• **Your task**: For this exercise, copy each line of the records that contains the word "https".

(Stored data entries)
PR #6571, opened 2022-11-11
Show department results natively in directory view

### LINKED ISSUE #6429: Open department links in directory search
They open a url at the moment. This is a search where we could intercept into a new directory search.

drewvolz:
- Closes https://github.com/StoDevX/AAO-React-Native/discussions/6430
- Closes #6429 

This PR accomplishes a few ideas:
- [x] Tapping on a department fetches department data and renders it natively
- [x] Navigating to a department pushes a new view on to the stack
- [x] Navigating between Query and Department listings works as expected

old | new
--|--
 old| new

### DIFF
--- a/source/views/directory/list.tsx
+++ b/source/views/directory/list.tsx
@@ -16,14 +16,31 @@ import {NoticeView, LoadingView} from '@frogpond/notice'
 import {formatResults} from './helpers'
 import {useFetch} from 'react-async'
 import {List, Avatar} from 'react-native-paper'
-import type {DirectoryItem, SearchResults} from './types'
+import type {DirectorySearchTypeEnum, DirectoryItem, SearchResults} from './types'
 import Icon from 'react-native-vector-icons/Ionicons'
-import {useNavigation} from '@react-navigation/native'
+import {RouteProp, useNavigation, useRoute} from '@react-navigation/native'
 import {NativeStackNavigationOptions} from '@react-navigation/native-stack'
-import {ChangeTextEvent} from '../../navigation/types'
+import {ChangeTextEvent, RootStackParamList} from '../../navigation/types'
 
-const useDirectory = (query: string) => {
-	const url = `https://www.stolaf.edu/directory/search?format=json&query=${query.trim()}`
+const getDirectoryUrl = (query: string, type: DirectorySearchTypeEnum) => {
+	let baseUrl = 'https://www.stolaf.edu/directory/search?format=json'
+
+	switch (type) {
+		case 'Query':
+			return `${baseUrl}&query=${query.trim()}`
+		case 'Department': {
+			let formattedDepartment = query.split(' ').join('+')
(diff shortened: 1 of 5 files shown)


rye (approved):

source/views/directory/list.tsx
```diff
@@ -16,29 +16,69 @@ import {NoticeView, LoadingView} from '@frogpond/notice'
...
+} from '@react-navigation/native-stack'
+import {ChangeTextEvent, RootStackParamList} from '../../navigation/types'
+
+const getDirectoryUrl = (query: string, type: DirectorySearchTypeEnum) => {
+	let baseUrl = 'https://www.stolaf.edu/directory/search?format=json'
+
+	switch (type) {
+		case 'Query':
+			return `${baseUrl}&query=${query.trim()}`
+		case 'Department': {
```
hawkrives, line 36: Add case Major?

source/views/directory/list.tsx
```diff
@@ -47,14 +87,16 @@ export function DirectoryView(): JSX.Element {
...
+	} = useDirectory(searchQuery, searchQueryType)
 
 	React.useLayoutEffect(() => {
 		navigation.setOptions({
 			headerSearchBarOptions: {
 				barTintColor: c.white,
-				onChangeText: (event: ChangeTextEvent) =>
-					setTypedQuery(event.nativeEvent.text),
+				onChangeText: (event: ChangeTextEvent) => {
+					setSearchQueryType('Query')
```
hawkrives, line 107: What happens visually if you're looking at some department results, and start typing?

drewvolz: It behaves the same as searching a Query -- no difference in that UI case.

source/views/directory/list.tsx
drewvolz: I don't really have a way to test that state or that endpoint -- do we want to go down supporting that if we're not using it?

source/views/directory/list.tsx
drewvolz: I have a more in-depth answer:

1. Search > result detail > tap `Department` > `Query` search
    - Initially (debounced by 500ms):
      - Results replace placeholder screen
      - Navigation is unchanged
    - Search (debounced by 500ms):
      - Old results are replaced by new results
      - Navigation is unchanged
    - Tapping cancel:
       - Results are cleared
       - Navigation stack is intact -- are we wanting to cache results to restore them in this case?

source/views/directory/list.tsx
drewvolz: I've now added support for
- department
- first name
- last name
- major
- query
- title
- username

source/views/directory/list.tsx
drewvolz: @hawkrives let me know if there's anything left to change here, otherwise we can tackle additions in a follow-up.

hawkrives (approved):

• **Expected output**:
- Closes https://github.com/StoDevX/AAO-React-Native/discussions/6430
-	const url = `https://www.stolaf.edu/directory/search?format=json&query=${query.trim()}`
+	let baseUrl = 'https://www.stolaf.edu/directory/search?format=json'
+	let baseUrl = 'https://www.stolaf.edu/directory/search?format=json'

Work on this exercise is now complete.